Mrs. Wood’s death Sunday, September 4, coincided with the 103rd birthday of her late mother, Henryta Oakes Glasgow. Those closest to Mrs. Wood noted her resolve to remain alive to this meaningful date, and looked upon her successfully doing so as yet another example of the exceptionally willful Mrs. Wood living — and leaving — on her own terms, in her own way. Mrs. Wood was hand in hand with her children at the time of her passing, at peace.

“Hold tight with an open hand,” Mrs. Wood said to her children and her beloved caregiver, Doretta Benavidez, in the final days of her life. This was a principle Mrs. Wood strove to live by and to pass along — that, ideally, one should be fully present for loved ones, but not restricting or overbearing.

Colleagues, friends, and family members recall Mrs. Wood as a tenacious civic activist and a caring educator who fought hard for responsible planning throughout Santa Barbara County. Though she tended to focus her considerable talents on preservation efforts, Mrs. Wood was an outspoken advocate for political involvement by all, and a behind-the-scenes consultant to people across the political spectrum. Her driving motive, always, was to promote a sense of community.

Beth Wood headed toward Santa Cruz Island, 2001.

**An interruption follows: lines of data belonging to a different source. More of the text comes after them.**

PR #2594, opened 2024-09-18
Added generation of .aqx files for Aquarius+

iratahack:
Aquarius+ BASIC has a new feature, the capability to "run" a binary file directly from BASIC using the "run" command.

- e.g. run main.aqx

The .aqx file format is a header followed by the binary image. The header consists of the following.

| Name | Size | Value|
|--------|--------|--------|
|Signature| 10 bytes|AQPLUSEXEC|
|Load address| 2 bytes | Populated by appmake |
|Binary length| 2 bytes | Populated by appmake |
|Exec address| 2 bytes| Populated by appmake|

A new subtype has been added to the aquarius target 'aqx' which will pass the --aqx parameter to appmake. Also, appmake for the Aquarius now accepts --crt0file and --org parameters.

### DIFF
--- a/lib/config/aquarius.cfg
+++ b/lib/config/aquarius.cfg
@@ -17,6 +17,7 @@ CLIB		aqplus -laqplus -laquarius_clib -D__AQUARIUSPLUS__ -pragma-define:CLIB_AQU
 
 SUBTYPE         none
 SUBTYPE		default -Cz+aquarius 
+SUBTYPE		aqplus -Cz+aquarius -Cz--aqx
 SUBTYPE		banked -Cz+noop 
 SUBTYPE		rom -Cz+rom -Cz--romsize=8192 -pragma-define:CLIB_AQUARIUS_ROM=1 -Cz--rombase=0xe000 -D__ROM__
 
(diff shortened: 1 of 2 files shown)


lib/config/aquarius.cfg
```diff
@@ -17,6 +17,7 @@ CLIB		aqplus -laqplus -laquarius_clib -D__AQUARIUSPLUS__ -pragma-define:CLIB_AQU
 
 SUBTYPE         none
 SUBTYPE		default -Cz+aquarius 
+SUBTYPE		aqplus -Cz+aquarius -Cz--aqx
```
suborb, line 20: This ought to be aqx

suborb:
Have you got a pointer to the docs for this feature? I can't seem to find anything (albeit it was a  cursory search)

lib/config/aquarius.cfg
iratahack: Instead of aqplus?

suborb: Yes please!

iratahack:
> Have you got a pointer to the docs for this feature? I can't seem to find anything (albeit it was a cursory search)

@RevCurtisP litreally implemented it last night.

lib/config/aquarius.cfg
iratahack: Got it. No problem!

suborb:
Thanks for this - I should check in and catch up with what's happening in AQ+ land at some point soon.

iratahack:
> Thanks for this - I should check in and catch up with what's happening in AQ+ land at some point soon.

Lots of cool stuff going on. Including a port of Castle Escape ;) written using z88dk of course https://iratahack.itch.io/castle-escape-aquarius

PR #2598, opened 2024-09-19
Aquarius+ specific native console I/O routines.

iratahack:
These changes are needed to fix problems when calling printf() or gets() from __banked functions on the Aq+.

1. Created Aq+ specific routines for _fputc_cons_native_ and _fgetc_cons_native_ and modified them so calls to the ROM are performed via _ext_call_ which correctly handles saving and restoring the memory bank paged in at $c000. _ext_call_ does clobber IX so these routines now save and restore the IX register also.
2. The _libsrc_ _Makefile_ has been updated to include _-DSTANDARDESCAPECHARS_ when building the sources for the aqplus_clib library so CR/LF are handled correctly.
3. The _getk_ routine calls the _KEYASC_ ROM routine ($1f01, actually KEYASC+1) which is available in both Aq and Aq+ ROMs and does not need to be called via _ext_call_. However, the IX register is clobbered so _getk_ now saves and restores IX.

### DIFF
--- a/libsrc/_DEVELOPMENT/sdcc_opt.1
+++ b/libsrc/_DEVELOPMENT/sdcc_opt.1
@@ -606,6 +606,14 @@ __xinit_%0
 	call	banked_call
 	defq	%2
 
+	ld	e,%1
+	ld	hl,%2
+	jp  ___sdcc_bcall_ehl
+=
+	call	banked_call
+	defq	%2
+	ret
+
 ;; 
 ;; ez80 instructions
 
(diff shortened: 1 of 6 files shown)


libsrc/_DEVELOPMENT/sdcc_opt.1
iratahack, line 1: Handle banked call at the end of a function when using SDCC.

suborb:
Thank you once again - adding banked support and far heap was a lot of fun and I'm curious to see what people will do with it.

PR #2602, opened 2024-09-23
zx: Add “-clib=noclib” variant for cases when zx_clib library is not present

desertkun:
I have a rare setup when I build zx game without CLIB (hot-pluggable module). Modules in this case rely on main executable's clib, so when themselves are built, clib is not needed.

This change adds `-clib=noclib` variant so I can build w/o clib for zx when needed.


suborb:
I think I know how you’re using this - ie with an export file for linking. But most of the clib is actually within the z80 lib so all that’s being excluded here is stdio and Zx specific code - is that what you expect?

desertkun:
Currently when you would try to build a module with 
```
-nostdlib --no-crt
``` 
it would still try to link `zx_clib` which I don't need (and don't even have). So yeah it's a mishmash, got tired of keeping it in my stashes :)

Since code is "targets" zx, I need +zx so could would invoke zx's stdlib, but stdlib is not there — it's provided by an asm mixin with a thousand of defc statements.

desertkun:
@suborb do you have any objections?

PR #4, opened 2020-06-11
Initial frontend

wolfv:
We should probably figure out where to place the `quetz-frontend` folder, and how to name it.


wolfv:
This was superseded by #12

PR #7, opened 2020-06-25
Perform a URL lookup for the authorize route

benjamb:
Rather than appending a hardcoded route to a URL set in the config.


mariobuikhuizen:
Does this also work behind a reverse proxy or load balancer?

benjamb:
Just tested with nginx, with `proxy_set_header Host $http_host` set in the config and `--proxy-headers` passed to uvicorn this works.

mariobuikhuizen:
Great! Thanks!

PR #8, opened 2020-06-25
Fix wget calls in download script

benjamb:
* Remove duplicate 'wget' arg.
* Remove erroneous '.' arg.


mariobuikhuizen:
Thanks!

PR #9, opened 2020-06-29
feat: quetz cli client in python

mariobuikhuizen:


quetz_client/setup.py
```diff
@@ -0,0 +1,21 @@
...
+import setuptools
+
+
+here = os.path.dirname(os.path.abspath(__file__))
+version_ns = {}
+with open(os.path.join(here, 'quetz_client', '_version.py')) as f:
+    exec(f.read(), {}, version_ns)
+
+
+setuptools.setup(
```
wolfv, line 11: I think instead of creating the `bin/quetz` file, we could / should use a python entrypoint. 

This is how it's done in mamba, for example:

https://github.com/TheSnakePit/mamba/blob/4e7d34802f5e84ff19511f25673d62866b3228fa/setup.py#L155-L159

Also, should we call it `quetz-client`? so that we can still have quetz as the command to start the server?

PR #18, opened 2020-07-08
Redirect to the root after auth/logout

benjamb:
Allow the web application to serve either the new frontend if available
or the static index.html.


wolfv:
Thanks!

PR #19, opened 2020-07-08
Fix discrepancies from api endpoint change and bulk upload additions

benjamb:
It may be appropriate to remove the `test-cli-client.sh` at this point, however I figured I'll just fix it for now.


wolfv:
wonderful, thanks!

PR #20, opened 2020-07-08
Add .conda format support

nowster:


tom--pollard:
Without [xtarfile](https://pypi.org/project/xtarfile/) being packaged in `conda-forge` I think this implementation makes sense! +1

wolfv:
hi @nowster thanks a lot for the PR!

I am wondering if we should use conda-package-handling here? it's the standalone library that conda uses for handling packages: https://github.com/conda/conda-package-handling

It has the followingn functions to extract (single) files:

https://github.com/conda/conda-package-handling/blob/7c4a4717a6d3a15fd41058d8864df2a750b20322/src/conda_package_handling/api.py#L41-L62

If you only ask for the `info` component, it will skip extracting the package data: 

https://github.com/conda/conda-package-handling/blob/7c4a4717a6d3a15fd41058d8864df2a750b20322/src/conda_package_handling/conda_fmt.py#L52

What do you think? The benefit would be that we use the same code as conda internally...
And one other thing is that the `.conda` file spec doesn't even specifiy zstd as the only compression, but rather it supports any compression algo that comes with libarchive, they just happen to pick zstd for the moment.

nowster:
Maybe not adding a dependency on core conda code when providing alternatives to conda (mamba/boa), perhaps?

Note that we only have to specify a decoder for compression schemes that the `tarfile` module can't automatically handle natively.

wolfv:
to be fair, afaik the conda-package-handling doesn't depend on conda (just libarchive). But the code you have right now is simple enough that I think it's fine to merge it.

If we change our minds later on, we can change the implementation to conda-package-handling.

PR #21, opened 2020-07-08
Handle name not being set in GitHub

benjamb:
Also detect profile changes and update the stored data as a result.

PR #27, opened 2020-07-14
feat: setup.py for use in conda recipe

mariobuikhuizen:


setup.py
```diff
@@ -0,0 +1,20 @@
...
+
+setuptools.setup(
+    name="quetz",
+    version=version_ns['__version__'],
+    author="The Quetz Development Team",
+    description="The Mamba package server",
+    long_description="The Mamba package server",
+    url="https://github.com/thesnakepit/quetz",
+    packages=setuptools.find_packages(),
+    python_requires='>=3.6',
```
benjamb, line 19: As part of #21 I introduced a dependency on python 3.7 through use of postponed evaluation of annotations.

mariobuikhuizen:
Thanks for catching this! I will fix it.

PR #29, opened 2020-07-20
Add support for loading settings from toml config files

### LINKED ISSUE #25: Parse config from a file
Is there are preferred format (yaml, json, ini, toml)?

While this could perhaps be a separate issue, it would also be nice to be able to have configs parsed as command line options (configargparse would be good for this).

uvicorn could then be run programmatically, with the port/listen address (and other settings) loaded from the config.

benjamb:
Ultimately decided against running via uvicorn programmatically, primarily since we'd lose the ability to autoreload during development, though there are additional downsides (see: https://github.com/encode/uvicorn/issues/168#issuecomment-408838644).

As such using configargparse no longer made sense. Tried out a couple of other libraries before deciding on writing something using just toml and appdirs.

Still supports setting environment variables via `QEUTZ_SECTION_NAME`, i.e. `QUETZ_GITHUB_CLIENT_ID=foo`.

On *nix will load settings from `config.toml` files found in `/etc/quetz/`, `~/.config/quetz/` and additionally from the file set via the `QUETZ_CONFIG_FILE` environment variable (in that order).

Closes #25


mariobuikhuizen:
Awesome! Thanks!

PR #40, opened 2020-07-28
Document installing with python 3.7 or later

nowster:


wolfv:
Hi @nowster, can you change this so that it reads `python=3.7`? I think installing python 3.7 is the best option because only with 3.7 you're guaranteed to get the latest conda-build version :)

nowster:
You get python 3.8. And the existing dependency in `setup.py` matches this, and you get python 3.8 with that, too.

Mrs. Wood is remembered for her immense knowledge of and love for literature, history, music, and the outdoors. She was a voracious reader, writer, singer, and pianist, and she spoke passionately of the outdoor adventures of her healthier years — including working on Grand Canyon river runs in dory boats, hunting for wildflowers in the Santa Barbara mountains, and taking excursions to the Channel Islands with her family.

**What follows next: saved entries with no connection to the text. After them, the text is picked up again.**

Issue #646, opened 2023-06-08
Bump mypy version to 1.3.0


rominf:
The latest `mypy` catches more bugs and is three times faster on my PC when running on the whole code base without caches than the current version (9 seconds vs. 27 seconds).

I propose bumping `mypy` version (and fixing all the issues, of course).

- [x] I am ready to create a PR.

wolfv:
This would be great @rominf – please go for it :)

rominf:
Hi @wolfv. I've done some preparation work in #658. Please have a look :-)

PR #658, opened 2023-08-30
mypy: analyze types in all possible libraries

rominf:
Preparation for #646

* Remove `ignore_missing_imports = true` from mypy configuration.
* Run mypy in the same environment instead of separate to check types
  in dependencies like fastapi.
* Move mypy dependencies from pre-commit configuration to `setup.cfg`.
* Update mypy dependencies there.
* Move `rq` from `environment.yml` to `setup.cfg`: conda-forge version:
  1.9.0, pypi version : 1.15.1 (two years difference; types were added).
* Add libraries with missing types to ignore list in mypy
  configuration.
* Add pydantic mypy plugin.
* Allow running mypy without explicit paths.
* Update GitHub Actions.
* Temporarily add ignore `annotation-unchecked` to make mypy pass.
* Fix new mypy issues:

Mrs. Wood is survived by two sons, David, 36, and John, 34; a daughter-in-law, Louisa, 31; and two grandsons, Owen, 3, and Alexander, 2. An informal memorial service is planned for 10 a.m. on Saturday, October 22, at the Ellwood Mesa, in the bluff-top eucalyptus cluster beyond the end of Santa Barbara Shores Drive. In lieu of flowers, Mrs. Wood’s family has asked that donations be sent to Visiting Nurse and Hospice Care, and Food from the Heart of Santa Barbara.